Sabah uyanırsın, aldığın nefesi, tüm zihinsel, ruhsal ve fiziksel becerilerin ile bunların bütünü olan sağlığını selamlarsın. Güneşin yaşam enerjisini selamlarsın. Elini, yüzü yıkar aynadaki yansımanı görür, mucizenin kendisi olduğunun idrakıyla kendini selamlarsın. Bir günaydın ve gülümseme ile ev halkını selamlarsın. Kahvaltını yaparken, sadece beslenmekle kalmazsın. Sofrada yediklerin için kurdun, kuşun hakkını, toprağın nimetini, ekeni, biçeni, yetiştireni selamlarsın. Bunları gerçekleştirdiğin alım gücünü selamlarsın.
Evden çıkıp işine, okuluna gidersin. Gökyüzüne bakıp maviyi, doğaya bakıp yeşili selamlarsın. Bunları görebilen gözlerini selamlarsın. İşine gider masanı, arkadaşlarını, hatta işini selamlarsın. Öğrenciysen öğretmenlerini, arkadaşlarını selamlarsın.
Böyle selamlamaya başlayınca içinde bir şükran duygusu yoğunlaşır. Önce varlığın için şükran duyarsın, sonra tüm yaşadıkların için. Her selamda hepsine şunu söylersin aslında: “Siz buradasınız ve sizi görüyorum, hissediyorum. Varlığınızı biliyor ve tanıyorum. Enerjinizin farkındayım.” Bu kabul, aslında kendini kabuldur. Sonra bir bakmışsın boyutuna bakmaksızın mucizeler gelmiş seni bulmuş. Kapını tıklamış, hatta geçmiş baş köşeye oturmuş.

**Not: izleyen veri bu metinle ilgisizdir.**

PR #181, opened 2024-12-03
mhellstr/packmol with current structure

mhellstr:
@dormrod one existing issue with this branch (for example if you run examples/PackMo.py) is that it leaves a plams_workdir folder on disk.

Do you know how to safely delete this if it only contains this kind of packmol job, but definitely not delete it if it contains user jobs (or if user jobs are run after the packmol job)?

See SCMSUITE-10086 and SCMSUITE-7478 for details.


interfaces/molecule/packmol.py
```diff
@@ -748,6 +764,230 @@ def packmol_in_void(
...
+    if not job.ok():
+        raise PackMolError(
+            f"Try a lower density or a less skewed cell! Original file in {job.path} . "
+            + str(job.results.get_errormsg())
+        )
+    my_packed = job.results.get_main_system()
+    if not keepjob:
+        delete_job(job)
+
+    my_packed.remove_region("PACKMOL_thermostatted")
```
dormrod: I would suggest something like:

```
    previous_config = config.copy()
    try:
        config.job.pickle = False
        config.log.stdout = 0

        with tempfile.TemporaryDirectory() as tmp_dir:
            job_manager = JobManager(config.jobmanager, path=tmp_dir)
            job = AMSJob(settings=s, molecule=md_ucs, name="shakemd")
            job.run(job_manager=job_manager)

            if not job.ok():
                raise PackMolError(
                    f"Try a lower density or a less skewed cell! Original file in {job.path} . "
                    + str(job.results.get_errormsg())
                )
            my_packed = job.results.get_main_system()
            my_packed.remove_region("PACKMOL_thermostatted")

    finally:
        config.job.pickle = previous_config.job.pickle
        config.log.stdout = previous_config.log.stdout
```
which uses a scratch job manager that runs this job in a tmp dir that is then cleaned up.

Note that this makes the `keepjob` option obsolete. Note also that the `keepjob` is set to `True` as noted below, so that the job is currently being kept in the created workdir anyway.

If you want to have the option of still keeping the workdir, instead of a random tmp dir I would use a dir with a random name in the current directory, which you can choose to clean up (or not).

mhellstr:
Once merged I'll update the regression nightly test output

interfaces/molecule/packmol.py
mhellstr: done (except remove underscore in job_manager)

interfaces/molecule/packmol.py
```diff
@@ -299,6 +311,11 @@ def run(self):
         return output_molecule
 
 
+def sum_of_atomic_volumes(molecule: Molecule) -> float:
+    """Returns the sum of atomic volumes (calculated using vdW radii) in angstrom^3."""
+    return (4 / 3) * 3.14159 * sum(at.radius**3 for at in molecule)
```
dormrod: (updated to `np.pi` here and elsewhere)

interfaces/molecule/packmol.py
```diff
@@ -748,6 +765,233 @@ def packmol_in_void(
...
+            my_packed.remove_region("PACKMOL_thermostatted")
+
+    finally:
+        config.job.pickle = previous_config.job.pickle
+        config.log.stdout = previous_config.log.stdout
+
+    return my_packed
+
+
+@requires_optional_package("scm.libbase")
```
dormrod, line 840: This is bold, are we sure we want to limit this in such a way at the moment? None of the other packmol methods have such a restriction, and as libbase can't currently be installed outside amspython, we are limiting its usage to there currently?

interfaces/molecule/packmol.py
```diff
@@ -748,6 +765,233 @@ def packmol_in_void(
...
+    n_molecules = [1] + details["n_molecules"]
+    if system_for_packing_type == "supercell":
+        # Create a supercell that should encompass the target x/y/z lattice
+        # this is used for the initial packing of molecules to ensure there is no overlap
+        # with the original atoms
+        supercell = original_ucs.copy()
+        trafo = np.linalg.inv(original_ucs.lattice.vectors) @ np.array(target_lattice)
+        trafo = np.sign(trafo) * np.ceil(np.abs(trafo))
+        trafo = np.int_(trafo)
+        supercell.supercell_trafo(trafo)
```
dormrod, line 924: Also for example the UCS public interface is not yet stable... although I agree it is easier to do this in UCS.

If we don't have UCS available should there always be a fallback to the plams molecule?

interfaces/molecule/packmol.py
```diff
@@ -748,6 +765,233 @@ def packmol_in_void(
...
+            keepjob=True,
+        )
+
+    distorted.remove_atoms(range(len(original_ucs)))
+    distorted.map_atoms_continuous()
+    distorted.lattice = Lattice()  # so that we can add_other without having incompatible lattices
+
+    # this ensures that the original UCS is exactly preserved (including bonds etc.)
+    out_ucs = original_ucs.copy()
+    out_ucs.add_other(distorted)
```
dormrod, line 981: (could be `out_ucs = original_ucs + distorted`)

dormrod (approved):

Keşke yanımda olsa dediğin kişi arar seni ya da çıkar, gelir seni görmek için. Uzun zamandır canının çektiği o tatlıyı senin için yapar biri. Olsun diye niyetine girdiğin durum hızla gerçekleşir. Araba park etmenin sıkıntılı olduğu bir yerde, bir bakmışsın araban için boş yer bulmuşsun. “Biraz para biriktirsem de, alsam” dediğin şey, bir arkadaşının “İçimden geldi” sıcaklığıyla senin olur. Liste böyle uzar gider…
Kalbi güzel olana görünür mucize derler. Kalp, perdeyi kaldırınca güzel olur. Şüpheden, korkudan, kaygıdan ve tüm olumsuzluklardan arındığında nasıl da güzelleşir. İşte dileklerin senin titreşiminle uyumlanır ve tezahürü gerçekleşir.
7 rakamını çok severim. 777’yi daha çok… Yan yana gelerek titreşirler, muazzam bir alan oluştururlar. O da mucizeye dairdir.
Ne güzel sözler söylenmiştir bu sihirli kelime için. “Aşk, bir mucizedir” demiştir mesela Emile Zola. Albert Einstein’ın şu sözü de ne derindir: “Hayatı yaşamanın iki yolu vardır: Biri hiçbir şeyin mucize olmadığını düşünmek, diğeri her şeyin mucize olduğunu düşünmektir.”
Sahi sen mucizeyi nasıl tanımlıyorsun?